PR #3608, opened 2025-12-16
Fix back button issue

digitaldan:
When loading "oh.foo.com" we route in F7 to "oh.foo.com/overview/" but in some cases this leaves the f7 route history empty, and the back button will have nothing to go back to after the first navigation item is clicked.


florian-h05:
Does this fix https://github.com/openhab/openhab-webui/discussions/3381#discussioncomment-15150670?

digitaldan:
Correct.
..............................
Everything in the listing above should be printed again exactly.

Response to this task:
PR #3608, opened 2025-12-16
Fix back button issue

digitaldan:
When loading "oh.foo.com" we route in F7 to "oh.foo.com/overview/" but in some cases this leaves the f7 route history empty, and the back button will have nothing to go back to after the first navigation item is clicked.


florian-h05:
Does this fix https://github.com/openhab/openhab-webui/discussions/3381#discussioncomment-15150670?

digitaldan:
Correct.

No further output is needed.